PR #437, opened 2026-07-21
refactor(cli): drive legacy room recovery with freenet-migrate's decision driver (#398 phase 2b)

sanity:
## Problem

riverctl's `fetch_room_state_with_recovery` (cli/src/api.rs) recovers a room
stranded under an older room-contract generation (each room-contract WASM
upgrade moves the contract key) with a hand-rolled newest-first legacy loop —
the same decision logic freenet-migrate 0.3.0's sans-IO `ProbeDriver` owns and
tests exhaustively. Phase 2b swaps the legacy loop onto the driver, matching
what phase 2 (#436) did for the UI probe.

## Approach

Behavior-preserving. The legacy backward search runs on a `ProbeDriver` with
`RiverCliProbeOps` supplying the CLI's semantics:

- `decode` = the existing `try_get_state` deserialization (ciborium +
  `rebuild_actions_state`; `None` on failure → a miss).
- `is_real` = `configuration.verify_signature(&owner_vk).is_ok()`. Defensively
  redundant in this integration (see fidelity note) but kept as the classifier
  of record.
- `merge_with_local` = **pass-through** returning the recovered state verbatim —
  the CLI does NOT merge device-local state (unlike the UI). The local snapshot
  is an empty default, so exhaustion (`SeedLocal`) / `NoLegacy` map to the
  existing not-found error; the CLI **never seeds**.
- `prepare_forward` = **identity** — `put_room_state` already strips the upgrade
  pointer on the forward PUT (#427).

Kept OUTSIDE the driver, exactly as today: the current-key fast path
(`CURRENT_GET_TIMEOUT` + upgrade-chain walk) and the per-candidate forward
upgrade-chain walk. The chain-walk stays in the I/O adapter `probe_legacy_bytes`,
which resolves a legacy GET (`LEGACY_PROBE_TIMEOUT`), walks the forward chain,
and hands the driver the resolved **raw bytes** (via the shared
`encode_probe_state`) so the driver owns the final decode + is_real
classification.

The outcome→result mapping is a pure, I/O-free `resolve_legacy_recovery_outcome`
(unit-tested on both arms): `Recovered` → the state under the current id plus a
forward-PUT decision; every non-`Recovered` outcome → the not-found `Err`. The
async forward PUT stays in `fetch_room_state_with_recovery`, gated on that
decision.

### Hop cap sized to the registry (with_max_hops)

The pre-driver loop probed EVERY legacy key unbounded; the driver's default
64-hop cap would silently strand generations past 64. The registry is 27 today
(no behavior change), but to keep that true for a future >64-generation
registry the driver is built with
`.with_max_hops(legacy_count.max(freenet_migrate::DEFAULT_MAX_PROBE_HOPS))`, so
the cap only ever guards a runaway registry and never truncates a real one.
Pinned by the source-grep test.

### Round-trip fidelity of the re-encode

`probe_legacy_bytes` re-serializes the chain-walk-resolved state and the driver
re-decodes it. This is byte-faithful: `actions_state` is the ONLY
`#[serde(skip)]` field in the whole room state and is deterministically rebuilt
in `decode`; every other field (including the individually-signed
`configuration` and the `#[serde(default, skip_serializing_if)]` `deputies`)
round-trips losslessly through ciborium, and re-serializing the config cannot
change its signature. Behavior is identical for the three cases: current-key
hit, legacy hit with forward-PUT, and exhaustion error.

### Why the raw driver, not `migrate_contract`

The crate's pumped entry point `migrate_contract` consumes a
`ContractLineageEntry` lineage, but riverctl only has newest-first `ContractKey`s
from `river_core::migration`. Feeding the raw `ProbeDriver` +
`NewestFirst::assume_ordered` + a trivial `while let Step::Get` pump avoids
fabricating lineage values just to satisfy that signature; the pump is the same
loop `migrate_contract` runs.

### Not in scope (follow-up)

`get_migration_state` / `ensure_room_migrated` (the separate migration path)
still use the hand-rolled legacy loop; swapping them is a later PR.

## Testing

- `cargo test -p riverctl` — pass (196 in the lib suite; 22 in
  `migration_recovery_tests`). New tests:
  - `RiverCliProbeOps` classification + never-merges; `prepare_forward` identity
    keeps the upgrade pointer.
  - `river_cli_probe_ops_roundtrips_fully_populated_state` — a fully-populated,
    owner-signed fixture (every field non-default; recent_messages with an edit +
    reaction + delete so `actions_state` rebuild is exercised) round-tripped
    through the SAME production `encode_probe_state` + `decode`, asserting
    equality across every field.
  - `cli_driver_recovers_fully_populated_room_verbatim` — a full `ProbeDriver`
    run recovers that fixture verbatim (`Outcome::Recovered.merged` == original).
  - `cli_driver_adopts_newest_real_generation` (anti-rollback),
    `cli_driver_exhausts_to_seed_local`.
  - `resolve_legacy_recovery_outcome` both arms:
    `recovery_outcome_recovered_returns_state_and_reports_forward_put` and
    `recovery_outcome_seed_local_and_no_legacy_map_to_not_found_err` (the
    not-found Err text pinned verbatim as a stable caller contract).
  - `legacy_recovery_routes_through_decision_driver` — source-grep pin:
    `NewestFirstWins` + `with_max_hops` + the pure resolver, and exactly one
    `put_room_state` call (CLI-never-seeds).
  - Existing #427 forward-PUT-strip pin and chain-walk tests pass unchanged.
- `cargo fmt` clean; clippy clean for `cli/src/api.rs`; **no `.wasm` changes**
  (staged by name).

Refs #398 (phase 2b). Crate review lineage: freenet-migrate#5; UI counterpart: #436.

[AI-assisted - Claude]

### DIFF
--- a/Cargo.lock
+++ b/Cargo.lock
@@ -4739,6 +4739,7 @@ dependencies = [
  "dialoguer",
  "directories 5.0.1",
  "ed25519-dalek",
+ "freenet-migrate",
  "freenet-scaffold",
  "freenet-stdlib 0.8.3",
  "freenet-test-network",
--- a/cli/Cargo.toml
+++ b/cli/Cargo.toml
@@ -53,6 +53,10 @@ atty = "0.2"
 river-core = { version = "0.1.15", path = "../common", features = ["ecies", "ecies-randomized", "migration", "mentions"] }
 freenet-stdlib = { workspace = true, features = ["net"] }
 freenet-scaffold = "0.2.2"
+# Sans-IO backward-probe decision driver (freenet/river#398 phase 2b): drives
+# the legacy-generation recovery search (newest-first, first real generation
+# wins). Its stdlib dep unifies with the workspace's 0.8.x.
+freenet-migrate = "0.3"
 
 # Serialization (for contract state)
 ciborium = "0.2.2"
--- a/cli/src/api.rs
+++ b/cli/src/api.rs
@@ -240,6 +240,40 @@ impl ProbeStateOps for RiverCliProbeOps {
     // to the caller. Do NOT add a prepare_forward override.
 }
 
+/// Map a completed backward-probe [`Outcome`] to the recovery result. Pure and
+/// I/O-free so both arms are unit-testable without a live node — the async
+/// forward migration stays in `fetch_room_state_with_recovery`.
+///
+/// * `Ok((state, current_id, migrate_forward))` — a generation was recovered;
+///   `migrate_forward` reports whether the caller should PUT it onto the current
+///   contract.
+/// * `Err(..)` — nothing recovered (`SeedLocal` / `NoLegacy` / an already-taken
+///   outcome). riverctl NEVER seeds device-local state, so every non-`Recovered`
+///   outcome is the not-found error. The error TEXT is a stable contract callers
+///   and scripts may match on — keep it verbatim (pinned by
+///   `recovery_outcome_seed_local_and_no_legacy_map_to_not_found_err`).
+fn resolve_legacy_recovery_outcome(
+    outcome: Option<Outcome<ChatRoomStateV1>>,
+    current_id: ContractInstanceId,
+    legacy_count: usize,
+) -> Result<(ChatRoomStateV1, ContractInstanceId, bool)> {
+    match outcome {
+        Some(Outcome::Recovered { merged, source, .. }) => {
+            // `source` is a legacy id, never the current key (the legacy
+            // registry excludes the current WASM — pinned by
+            // `current_wasm_is_not_in_legacy_registry`), so this guard is
+            // unreachable-true today. Kept as defence: if a future change ever
+            // probed the current key, it prevents a pointless self-PUT.
+            Ok((merged, current_id, source != current_id))
+        }
+        _ => Err(anyhow!(
+            "Room not found on the current contract or any of the {legacy_count} known \
+             previous contract generations. The room may never have existed, or its \
+             state may have been garbage-collected from the network."
+        )),
+    }
+}
+
 /// Compute the contract key for a room from its owner verifying key.
 /// This uses the current bundled WASM to ensure consistency.
 pub fn compute_contract_key(owner_vk: &VerifyingKey) -> ContractKey {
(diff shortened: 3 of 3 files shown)


sanity:
## Consolidated multi-perspective review

**External-model pass — substitution record.** Codex remains usage-limited (reset 2026-07-25 07:53); Gemini CLI unusable (`IneligibleTierError`). Fallback per policy: three independent Claude reviewers, blind to each other — **skeptical bug-hunt**, **behavioral parity** (statement-level, old vs new), **test quality**. The driver itself carries its own Full-tier review (freenet/freenet-migrate#5), as does the UI-side swap (#436).

### Verdicts
- **Parity: fully preserved across all 12 checklist items** — current-key fast path byte-identical; same trigger set; same newest-first order (traced to `legacy_contract_keys_for_owner`'s `.rev()`); same per-candidate 8s timeout + chain-walk; same hit/forward-PUT semantics (strip-on-PUT intact, PUT best-effort); exhaustion error byte-identical; subscribe-only-to-current gate untouched; `get_migration_state`/chain-walk helpers untouched; +5 tests purely additive; timeout constants unchanged; logging equivalent.
- **The load-bearing fidelity claim verified independently by two lenses**: the new re-encode→re-decode surface cannot lose data or flip a decision for River's model — `actions_state` is the only `#[serde(skip)]` field (deterministically rebuilt in decode), `deputies`' skip-if-empty is lossless, and signature checks re-serialize rather than trusting wire bytes, so re-encoding can't break `is_real`. The added `is_real` gate on the chain-walk-resolved state is strictly safer, never looser.

### Findings addressed
- Round-trip fidelity untested on a populated state (top test gap) → `river_cli_probe_ops_roundtrips_fully_populated_state` (every field populated incl. edit/reaction/delete exercising `rebuild_actions_state`) + `cli_driver_recovers_fully_populated_room_verbatim`, both through the **extracted production encoder** `encode_probe_state` (no parallel test copy) — `d493e68e`/`8560de0a`
- Never-seeds grep pin defeatable by an added second PUT → now asserts `put_room_state` appears exactly once; policy anchor robust to `use` restructuring — `d493e68e`
- Async glue only grep-pinned → outcome→result mapping extracted into pure `resolve_legacy_recovery_outcome` with both arms unit-tested and the not-found error text pinned — `d493e68e`
- Driver's default 64-hop cap silently bounded the previously-unbounded walk (inert at 27 gens, future foot-gun) → `.with_max_hops(legacy_count.max(default))` + comment + pin — `8560de0a`
- `is_real` redundancy in this integration documented — `8560de0a`

### Dismissed with justification
- `source != current_id` guard is unreachable-true today (legacy registry excludes the current WASM, pinned) — kept as documented defence rather than deleted, preserving self-PUT protection if a future change probes the current key.
- Fresh `rebuild_actions_state` on the new path (vs whatever the fold left) — wire-invisible; consumers rebuild anyway; at worst more correct.

CI green on the final head (`8560de0a`) → merging per the review-is-the-gate policy. Follow-up (tracked in the PR body): `get_migration_state`/`ensure_room_migrated` remain on the hand-rolled loop.

[AI-assisted - Claude]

....

## What needs to be done
Output must consist only of the listing's lines from the first through the line with "supplying the CLI's", reproduced word for word.

## Solution to this exercise
PR #437, opened 2026-07-21
refactor(cli): drive legacy room recovery with freenet-migrate's decision driver (#398 phase 2b)

sanity:
## Problem

riverctl's `fetch_room_state_with_recovery` (cli/src/api.rs) recovers a room
stranded under an older room-contract generation (each room-contract WASM
upgrade moves the contract key) with a hand-rolled newest-first legacy loop —
the same decision logic freenet-migrate 0.3.0's sans-IO `ProbeDriver` owns and
tests exhaustively. Phase 2b swaps the legacy loop onto the driver, matching
what phase 2 (#436) did for the UI probe.

## Approach

Behavior-preserving. The legacy backward search runs on a `ProbeDriver` with
`RiverCliProbeOps` supplying the CLI's semantics:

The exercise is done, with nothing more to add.